Trapu et bourru? Au contraire! Des chercheurs suisses et américains montrent que l’homme de Néandertal avait une posture et une anatomie largement semblables à celle de l’homme moderne. Ils ont réalisé une reconstitution virtuelle de la colonne vertébrale à partir d’un squelette bien conservé.
Pourquoi c’est important? Cette étude enfonce un peu plus le clou dans le cercueil des théories donnant l’image d’un Néandertal plus simiesque qu’humain. Plusieurs indications attestent de très fortes similarités (génétique, comportementales voire culturelles) entre Homo sapiens et Homo neandertalensis, espèce disparue qui a vécu en Europe, au Moyen-Orient et en Asie jusqu’à 30 000 avant aujourd’hui.
Des travaux plus récents avaient toutefois remis au goût du jour l’idée de différences notoires, indiquant par exemple une forme incomplètement développée de vertèbres par rapport à celles de l’être humain.
Qu’on trouvé les chercheurs? Les scientifiques des Université de Zurich et Saint-Louis (Etats-Unis) ont étudié le squelette quasi complet d’un H. neandertalensis découvert en 1908 à La Chapelle-aux-Saints (France) et daté de -45 000 ans, et plus particulièrement la position et l’orientation de son bassin et de sa colonne vertébrale. « Dans l’ensemble, il n’y a presque rien qui indique une anatomie fondamentalement différente, souligne Martin Häusler dans un communiqué de l’Université de Zurich. Il est donc plus que temps de reconnaître la proximité naturelle fondamentale des H.sapiens et des H.neandertalensis, et de s’attarder maintenant sur les subtiles différences dans la biologie et les comportements des deux espèces.»
Comment le présentait-on jadis? Ce sont deux abbés, Amédée et Jean Bouyssonie, et leur frère Paul, qui exhument le fossile du Néandertal en question. «Les ossements sont envoyés au Muséum de Paris sous la responsabilité de Marcelin Boule, LE paléoanthropologue français de l’époque, détaille le site www.hominides.com. Le scientifique fait une étude et une reconstitution publiées entre 1911 et 1913 qui seront la référence pendant plus de 50 ans.
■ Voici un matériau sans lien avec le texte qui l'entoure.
PR #806, opened 2022-08-03
feat: template list/card

csiyang:
# Description

- Template List
- Add template to main nav
- Template Card
- Add admin mode for template card (when used for templatesAdmin)
- Loading skeleton
- Template library can be hidden via launch darkly

[- Template Card](https://3.basecamp.com/3105655/buckets/28496234/todos/5147215755)
[- Template List](https://3.basecamp.com/3105655/buckets/28496234/todos/5147216115)
[- Menu nav](https://3.basecamp.com/3105655/buckets/28496234/todos/5147215539)

# How should this PR be QA Tested?

Please describe the QA tests that you ran to verify your changes. Please also note any relevant details for your test configuration.

- [x] Clicking on templates from main nav menu should take you to "Journey Templates"
- [x] Clicking the back button from "Journey Templates" page should take you back to the home page
- [x] Template card should have title, date, description, language and image (from social share image)
- [x] Clicking on card should take you to template details (empty page at the moment)

# Checklist

- [x] I have performed a self-review of my own code
- [x] I have commented my code, particularly in hard-to-understand areas
- [x] I have made corresponding changes to the documentation
- [x] Any dependent changes have been merged into main

PR #814, opened 2022-08-05
feat: add admin template list

csiyang:
# Description

Please include a summary of the change and which todo is completed. Please also include relevant motivation and context. List any dependencies that are required for this change.

[- Templates status tab panel](https://3.basecamp.com/3105655/buckets/28496234/todos/5147241616)
[- Add button to navigation bar to templates admin](https://3.basecamp.com/3105655/buckets/28496234/todos/5151173647)
- /templates/admin redirects to /templates if current user is not a publisher
- Template List button can be hidden via launch darkly
- Updated template card can be scrolled to when template is duplicated

- [ ] Publisher button should appear in main nav menu and takes you to /publisher
- [ ] Manually visiting /publisher without publisher role should redirect you to /templates
- [ ] Sort options should correctly sort
- [ ] Tabs should show correct templates
- [ ] Click on a card should take you to template details (currently blank)

# Checklist


csiyang:
**Don't merge** until https://github.com/JesusFilm/core/pull/806 is merged

apps/journeys-admin/src/components/TemplateList/TemplateCard/TemplateCard.tsx
```diff
@@ -0,0 +1,224 @@
...
+  refetch?: () => Promise<
+    ApolloQueryResult<
+      | GetActivePublisherTemplates
+      | GetArchivedPublisherTemplates
+      | GetTrashedPublisherTemplates
+    >
+  >
+}
+
+export function TemplateCard({
```
storyworks, line 40: Move TemplateCard out into its own component - it will be used by `TemplateList` and `TemplateLibrary`.

Since we have `JourneyList` - a list of your own journeys, rename `TemplateAdmin` to `TemplateList` - a list of the publishers own templates.

What you now have has `TemplateList` change to `TemplateLibrary`. Keep in mind that we don't need to 100% follow the titles used in the design. Those titles are user-centric - names of our components should be dev-centric and follow the naming conventions we have already in the code base.

apps/journeys-admin/src/components/TemplatesAdmin/TemplateStatusTabs/TemplateStatusTabs.tsx
```diff
@@ -0,0 +1,219 @@
...
+    tabIndex: 1
+  },
+  {
+    queryParam: 'trashed',
+    displayValue: 'Trash',
+    tabIndex: 2
+  }
+]
+
+export function TemplateStatusTabs({
```
storyworks, line 46: This looks and functions almost identical to the journey list display.. in this case in a seperate PR, extract out `StatusTabPanel` and rename to `TemplatesDisplay` (or something that could capture that the component displays all the different types of templates, includes the filtering / sort components and could be changed from list to grid view in the future..).

Update the component to take a prop 'template?: boolean'. `JourneyList` won't pass it, but `TemplateList` will pass in `template`.

If it's a template, pass in the Active/Archived/Trashed templates else pass in Active/Archived/Trashed journeys

apps/journeys-admin/pages/templates/index.tsx
```diff
@@ -1,5 +1,6 @@
 import { NextSeo } from 'next-seo'
```
storyworks, line 1: In the future, `pages/index.ts` will be the dashboard. `pages/journeys/index.ts` will be a user journey list (doesn't yet exist). `pages/templates/index.ts` should be the publishers own templates. 

`pages/library/index.ts` is the list of all public templates and `pages/library/[journeyId].tsx` is the single template view page :)

apps/journeys-admin/src/components/PageWrapper/NavigationDrawer/NavigationDrawer.spec.tsx
```diff
@@ -65,8 +67,8 @@ describe('NavigationDrawer', () => {
     expect(getByTestId('LeaderboardRoundedIcon')).toHaveStyle(` color: '#fff'`)
   })
 
-  it('should have avatar menu', async () => {
-    const { getByRole, getByText } = render(
+  it('should show publisher button', async () => {
```
storyworks, line 70: Let's clean up these tests a bit now that we've got NavigationListItem.. We don't need to test that the button renders a certain way anymore - just need to know that it shows and this can be done via VR.

So can delete this test and just check that the selection properly works.

apps/journeys-admin/src/components/PageWrapper/NavigationDrawer/NavigationDrawer.spec.tsx
```diff
@@ -105,12 +120,122 @@ describe('NavigationDrawer', () => {
...
+                email: 'amin@email.com',
+                signOut
+              } as unknown as AuthUser
+            }
+          />
+        </FlagsProvider>
+      </MockedProvider>
+    )
+    await waitFor(() =>
+      expect(getByTestId('ShopTwoRoundedIcon')).toHaveStyle(` color: '#fff'`)
```
storyworks, line 180: Check that a button is selected via it's `aria-selected` prop. Doing it via colour changes leaves tests prone to breaking.

apps/journeys-admin/src/components/TemplateCard/TemplateCard.tsx
```diff
@@ -14,20 +14,43 @@ import Box from '@mui/material/Box'
...
 import Link from 'next/link'
+import { GetActivePublisherTemplates } from '../../../__generated__/GetActivePublisherTemplates'
+import { GetArchivedPublisherTemplates } from '../../../__generated__/GetArchivedPublisherTemplates'
+import { GetTrashedPublisherTemplates } from '../../../__generated__/GetTrashedPublisherTemplates'
 import { GetPublishedTemplates_journeys as Journey } from '../../../__generated__/GetPublishedTemplates'
 import { JourneyCardMenu } from '../JourneyList/JourneyCard/JourneyCardMenu'
 import { StatusChip } from '../JourneyList/JourneyCard/StatusChip'
 
 export interface TemplateCardProps {
   journey?: Journey
```
storyworks, line 27: Could this be make non-optional? I get that it might be optional if you're using `useJourney` but if you're passing it in, then you're not restrained the same way.

apps/journeys-admin/src/components/TemplateCard/TemplateCard.spec.tsx
```diff
@@ -64,7 +64,7 @@ describe('TemplateCard', () => {
     const { getByText, getByRole } = render(
       <MockedProvider>
         <SnackbarProvider>
-          <TemplateCard journey={defaultTemplate} admin />
+          <TemplateCard journey={defaultTemplate} isPublisher />
         </SnackbarProvider>
       </MockedProvider>
     )
```
storyworks, line 70: For line 72, what is button supposed to be testing? Not clear which button we're talking about..

Could we be more specific about what a publisher only template card looks like? Eg `it should link to publisher template details`? 

I'm not sure about testing that it's draft - since publisher templates can also be "Published" mode. Are you intending to test that the templates are draft on creation?

apps/journeys-admin/pages/publisher/index.tsx
```diff
@@ -8,16 +9,47 @@ import {
...
 import i18nConfig from '../../next-i18next.config'
+import JourneyListMenu from '../../src/components/JourneyList/JourneyListMenu/JourneyListMenu'
+import { GET_USER_ROLE } from '../../src/components/JourneyView/JourneyView'
 
 function TemplateIndex(): ReactElement {
   const AuthUser = useAuthUser()
+  const router = useRouter()
+  const [listEvent, setListEvent] = useState('')
+
+  const handleClick = (event: string): void => {
```
storyworks, line 26: I'm sure I'll discover later when I look down the files but on first glance it's not obvious what ListEvent does or is for... A Menu seemingly would have many onClick events attached to the list items so I'm not sure when that 1 onClick triggers.

[EDIT] - ok I never found out xD

apps/journeys-admin/src/components/TemplateList/ActiveTemplates/ActiveTemplates.stories.tsx
```diff
@@ -0,0 +1,102 @@
...
+export const Loading = Template.bind({})
+Loading.args = {
+  props: {
+    onLoad: noop,
+    event: ''
+  },
+  mocks: []
+}
+
+export const ArchiveDialog = Template.bind({})
```
storyworks, line 84: Maybe at some point later down the line we can refactor so ArchiveDialog is tested only once since it doesn't really differ visually whether we're dealing with a journey or template.

We could later refactor so the logic of Active/Archive/Delete is separated from the visual component and passed in by a parent or something.

apps/journeys-admin/src/components/TemplateList/ActiveTemplates/ActiveTemplates.tsx
```diff
@@ -0,0 +1,255 @@
...
+            >
+              <Typography variant="subtitle1" align="center" gutterBottom>
+                No templates to display.
+              </Typography>
+            </Card>
+          )}
+        </>
+      ) : (
+        <>
+          <TemplateCard isPublisher />
```
storyworks, line 212: Use `[0,1,2].map` to render TemplateCards. Same with Archive/Trash

apps/journeys-admin/src/components/TemplateList/TrashedTemplates/TrashedTemplates.tsx
```diff
@@ -0,0 +1,261 @@
...
+      case 'deleteAllTrashed':
+        setOpenDeleteAll(true)
+        break
+      case 'refetchTrashed':
+        void refetch()
+        break
+    }
+  }, [event, refetch])
+
+  // calculate 40 days ago. may later be replaced by cron job
```
storyworks, line 171: cron job?

apps/journeys-admin/src/components/PageWrapper/NavigationDrawer/NavigationDrawer.spec.tsx
csiyang: Reports and templates still had a test for it so thought we still wanted this in

apps/journeys-admin/src/components/PageWrapper/NavigationDrawer/NavigationDrawer.spec.tsx
csiyang: It doesn't have aira-selected since its a color change

apps/journeys-admin/src/components/TemplateCard/TemplateCard.tsx
csiyang: The journey prop? Its optional because of the query for the journey in the parent component. We most of our components that gets a journey passed in like this...

apps/journeys-admin/src/components/TemplateCard/TemplateCard.spec.tsx
csiyang: i'll change it to be more specific. I don't even remember why "draft" was in there.

apps/journeys-admin/pages/publisher/index.tsx
csiyang: This was something Mike wrote, it was so that the journeys on each tab gets refreshed after an action (archive, trash, delete, restore)

apps/journeys-admin/src/components/TemplateList/ActiveTemplates/ActiveTemplates.stories.tsx
csiyang: Sounds good

apps/journeys-admin/src/components/TemplateList/TrashedTemplates/TrashedTemplates.tsx
csiyang: This is Mike, just kept the comment from `TrashedJourneyList.tsx`

apps/journeys-admin/src/components/TemplateList/ActiveTemplates/ActiveTemplates.tsx
csiyang: Can do!

apps/journeys-admin/pages/publisher/index.tsx
storyworks: So list event does nothing but he just wanted to force change the state of something to trigger a refresh?

apps/journeys-admin/src/components/TemplateCard/TemplateCard.tsx
storyworks: So in the parent component, you can make a check - if journey is not null, then show TemplateCard. 

There are some cases in each component where we still do the journey check, but that's only the case when we use `useJourney` to get the journey.

apps/journeys-admin/pages/publisher/index.tsx
csiyang: Yeah, that happens in `StatusTabPanel.tsx` line 85

apps/journeys-admin/src/components/TemplateCard/TemplateCard.tsx
csiyang: It's also needed to show when the journeys are loading, pretty similar to how journeyCard works

apps/journeys-admin/src/components/PageWrapper/NavigationDrawer/NavigationDrawer.spec.tsx
storyworks: Yeah, people have copy pasted "it should render" type tests so there are a lot scattered about. Lots aren't needed because we have VR. TBH, I've been evaluating it on a case-by-case basis too.

My current thinking is - for any component, if it's got a couple of different elements on it - do a basic "it should render correctly" type test. Then test only the logic ("it shows X if Y", "it calls X on some action").

In my head, "it shows publisher button" could come under a general "it shows all navigation icons", or if our render test just tests the default - then this test should be "it should show publisher button when user is publisher". 

Sometimes I think it's ok to not even bother with this kind of test in this case because you also have a check for selection, which inadvertently tests that the button exists.

apps/journeys-admin/src/components/PageWrapper/NavigationDrawer/NavigationDrawer.spec.tsx
storyworks: This is a prompt to add aria-selected={selected} to the NavigationListItem button :) Also just noticed NavigationListItem - change the `handleClick` to `onClick`. We use on___ as the prop name, but handle____ as the function name within a component.

storyworks: Can we also test to see if we can remove the `e?` in the handleClick: (e?)=> void ? Let's just pass in the event if it's explicitly needed

apps/journeys-admin/src/components/TemplateList/TrashedTemplates/TrashedTemplates.tsx
storyworks: xD oh no.. Who reviewed his work - did they ask?

apps/journeys-admin/src/components/PageWrapper/NavigationDrawer/NavigationDrawer.spec.tsx
csiyang: Thanks for explaining! My thinking was that since there were 3 cases (not a publisher, not selected, selected) I had these tests. Im all for simplifying these down though.

apps/journeys-admin/src/components/TemplateCard/TemplateCard.tsx
storyworks: Ok understood.

apps/journeys-admin/src/components/PageWrapper/NavigationDrawer/NavigationDrawer.spec.tsx
csiyang: Removed test

apps/journeys-admin/pages/publisher/index.tsx
csiyang: Will rename for the template ones in this PR, and update main in another PR for the journeyList ones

Influencé par son époque qui cherchait à bien différencier l’homme des autres primates, Boule reconstruit un homme de Néandertal plus proche du dégénéré que de l’homme: genoux arc-boutés, tête projetée à l’avant du corps, posture animale… L’aspect de l’homme ainsi reconstitué est primitif, voire bestial.»
Pourquoi et comment l’image a changé? Après l’entre-deux-guerre expliquait Pascal Picq, paléoanthropologue au Collège de France, dans un interview à l’auteur de cet article, « l’intérêt pour la préhistoire revient, avec l’avènement de la théorie synthétique de l’évolution, ou «néodarwinisme»: on se dit que Darwin avait peut-être raison, que les origines de l’homme sont en Afrique, ceci grâce à diverses découvertes faites là-bas. Mais on rechignait à accepter que Neandertal puisse être notre ancêtre. Jusque dans les années 1980. Dans des tombes au Proche-Orient, on retrouve des néandertaliens sur un lit de fleurs, avec des offrandes.»
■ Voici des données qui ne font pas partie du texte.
PR #826, opened 2022-08-24
fix: publish only available to journey owners and publishers if template

storyworks:
# Description

Currently publish was disabled when it was already a published journey. Add owner / publisher if template check

[Basecamp Todo](https://3.basecamp.com/3105655/buckets/28980303/todos/5258086196)

- [ ] Be an editor, see that you cannot publish a draft journey
- [ ] Be an owner, see that you can publish draft journeys
- [ ] Be a publisher, see that you can publish draft templates (Only testable later on when template details page is made)
- [ ] Any role, cannot publish already published journeys.

# Checklist


apps/journeys-admin/src/components/MenuItem/MenuItem.tsx
```diff
@@ -0,0 +1,39 @@
...
+  icon,
+  disabled,
+  openInNew,
+  onClick,
+  // implicitly pass in href
+  ...menuItemProps
+}: MenuItemProps): ReactElement {
+  const newTabProps =
+    openInNew === true
+      ? // TODO: Doesn't redirect to new page if menuitem element bug
```
GeronimoJohn, line 25: Not quite sure what the comments mean here

storyworks: The html element MuiMenuItem renders down to is `menuitem`, this takes an href but doesn't support the `target` attribute. The below fixes this by turning the menuitem into an anchor `a` element. But maybe there's another way to solve - this was just a quick fix.

GeronimoJohn (approved):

C’est l’une des premières découvertes majeures qui changeront l’image qu’on a aujourd’hui de l’homme de Néandertal. En voici d’autres:
- Dans les années 1980, on met au jour les reste d’un adulte handicapé, dont le groupe aurait pris soin, signe fort de la culture d’une vie communautaire.
- On découvre que les Néandertaliens inhumaient leurs morts , «ce qui montre qu’il y avait chez lui déjà une construction du monde très puissante», explique Pascal Picq.
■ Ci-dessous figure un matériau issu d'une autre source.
PR #841, opened 2022-09-01
fix: journeylink to be used in journeyview

GeronimoJohn:
# Description

Enabled JourneyLink component to be reused. Currently being reused in JourneyView. This was done in order to get a cleaner version of the JourneyView component

[- Link to Basecamp Todo](url)

- [ ] JourneyLink should render the Journey URL, Edit URL button, and EmbedJourney Button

- Ils utilisant des colorants pour modifier leur apparence.
- Après analyse génétique, la disparité inter-espèce semble n’être que de quelques milliers de gènes, soit autant qu’entre deux H.sapiens choisis de manière aléatoire; les différences s’affichent par contre davantage sur le plan phénotypique (l’expression des gènes).
- En 2016, une étude montre que H.neadertalensis possède certains des mêmes variants génétiques caractéristiques des sprinters d’aujourd’hui; sa corpulence musclée pourrait donc plus être expliquée par son mode de vie (la chasse intelligence dans les forêts) plutôt que par la nécessité de survivre dans la froide toundra.
- En 2017, une étude montre que la croissance des deux hominidés est similaire, alors qu’on a longtemps cru que seul H.sapiens grandissait lentement.
Pourquoi ont-ils disparus? Les explications restent incomplètes à ce stade. Mais l’hypothèse d’une fragmentation des populations des H.neandertalensis, accentuée par une meilleure adaptation à son milieu et donc une plus grande expansion des hommes de Cro-Magnon, contemporains à Néandertal et nos ancêtres, tient la corde.